The case involved an element of international intrigue because Wichterle, a supporter of democracy, was a controversial figure in Czechoslovakia. The government did not want him to travel to the U.S. “They were afraid to let him go because they were afraid he would defect—so they sent him with this person,” says Hartmann, “to watch over him.”
Hartmann impressed his boss and colleagues when cross-examining an expert witness during the trial.
The witness, an ophthalmologist, claimed Wichterle’s patents were invalid. But Hartmann, with the help of Wichterle, was able to track down the expert’s own research documents that contradicted his testimony. In the end, the judge ruled in favor of Hartmann’s client, noting that the expert had been discredited, and the company settled rather than pursue an appeal.
But again, because Wichterle lived under Communist rule, he received scant compensation. “It was amazing how little he benefited from his invention,” Hartmann says. “It was the U.S. licensees who benefited the most, and we are talking about hundreds of millions of dollars.”
While the Wichterle case was a career highlight, Hartmann went on to represent a wide range of clients, from Microsoft—which was involved in a dispute over its Internet Explorer browser—to a woman who invented a children’s sippy cup.
One of Hartmann’s long-term clients is Pall Corp. of Port Washington, N.Y., which manufactures filtration systems. Michael Forzano, intellectual property counsel for Pall, says he has Hartmann’s phone number memorized.
“I’ve never seen an attorney that’s had such an easy way of representing a complex infringement case,” Forzano says. “Mike is able to take it down to whatever level is necessary.”
During an infringement trial for Pall in New York, an opposing witness, a scientist, said he had examined the defendant’s filter samples and concluded they did not contain Pall’s patented structure. That night, Hartmann had employees at Pall review samples under one of their microscopes. The next morning, when Hartmann questioned the scientist about those samples, the scientist said the microscopic picture was not clear enough to make a conclusion. At which point the judge pointed out that, on the previous day, the witness seemed to think microscopic pictures were clear enough for him to interpret.
“He just unraveled the guy. It was a tremendous cross-examination,” recalls Hartmann’s colleague, Mark Phelps, who assisted on the case.
The scientist said he had made a mistake. “He apologized to the court and jury,” Hartmann says. “That’s very rare that your opposing witness apologizes during a trial.”
Hartmann took it a step further. “I said to him, ‘Don’t you think common decency requires you to apologize to my client, Dr. Pall?’ And I just sat down. What was he going to say?” Hartmann says. “The case was settled shortly after that. The jury was completely with us.”

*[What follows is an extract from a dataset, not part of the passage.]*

PR #6826, opened 2023-08-17
Fix for 404 error in workflow timer expiration

RyanLettieri:
# Description

Currently, timers in workflow are not being stored into the statestore. The object is created, added to the inbox, and then removed. Later, an attempt is made to remove the timer from the statestore, but the timer was never stored so a 404 is returned by cosmosDB (other statestores mask this).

In patent law, sometimes people make honest mistakes; sometimes two inventors come up with similar ideas. But only one can hold the patents. “There are blatant copies, and there are patents you can question the validity of,” Hartmann says. “The law talks about an invention being ‘unobvious.’ To get a patent it has to be unobvious, which is something we fight over all the time. What does that mean?”
Such concepts become even more complex on the world stage, especially in places such as China, where scientific and engineering developments are shifting the economy and IP concerns are relatively new.
But it’s just the kind of challenge to engage someone like Hartmann, who has always had a global outlook. He speaks fluent German and English—plus a bit of French and Dutch. As a member (and former chair) of the U.S. delegation of attorneys to the Administrative Council of the European Patent Organisation, he meets regularly with leaders of the European Patent Office to shape patent law, rubbing elbows with the likes of French scientist and politician Alain Pompidou.
Hartmann’s success comes as no surprise to his mentor, Fred Leydig, who is now retired. Hartmann, he says, “turned out to be everything that I had hoped.”